On 07/30/2012 01:15 AM, turquoiseb wrote:
A little mindfulness practice, and some could find something more
fulfilling to do with their lives than hold grudges and act them out on
Fairfield Life.
Mindfulness Meditation Could Combat Loneliness In Elderly: Study
Loneliness among the elderly has been linked with a multitude of health
problems -- including heart risks
http://www.cnn.com/2012/06/18/health/mental-health/loneliness-isolation\
-health/index.html and even a higher risk of premature death
http://www.ama-assn.org/amednews/2012/07/02/hlsa0702.htm . But a
small new study is shedding some light on a tool that could hep combat
loneliness among this age demographic: Mindfulness meditation.

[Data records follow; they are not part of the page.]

PR #1596, opened 2026-04-22
DEVRPOD-31266 Support new log analyzer schema

khelif96:
DEVPROD-31266 

### Description
DEVPROD-31266 refactored the log analyzer and it now has a new schema. This PR ensures the UI now supports it and is usable. 

### Screenshots
image

### Sage PR
https://github.com/evergreen-ci/sage/pull/476


packages/fungi/src/MessageRenderer/ToolRenderer/utils.ts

The study, published in the journal Brain, Behavior Immunity
http://www.sciencedirect.com/science/article/pii/S0889159112001894?v=s5\
, shows that eight weeks of training in mindfulness meditation is
linked with decreased loneliness.
The study included 40 participants between ages 55 and 85, some of whom
participated in the Mindfulness-Based Stress Reduction program. People
who participated in the program were also asked to do meditation
exercises at home for a half-hour every day, and to go to a meditation
retreat for one day.
Plus, the researchers from Carnegie Mellon University found that
mindfulness meditation had positive effects on the study participants'
health, too.
Reductions in the expression of inflammation-related genes were
particularly significant because inflammation contributes to a wide
variety of the health threats including cancer, cardiovascular diseases
and neurodegenerative diseases, study researcher Steven Cole, a
professor at the University of California, Los Angeles, School of
Medicine, said in a statement
http://www.cmu.edu/news/stories/archives/2012/july/july24_meditationstu\
dy.html .
Aside from alleviating loneliness, mindfulness meditation has also been
shown in past research to have positive effects on the brain -- linked
with brain changes that may even have effects against mental illness
http://www.huffingtonpost.com/2012/06/15/mindfulness-meditation-brain-i\
ntegrative-body-mind-training_n_1594803.html , according to a recent
Proceedings of the National Academy of Sciences study.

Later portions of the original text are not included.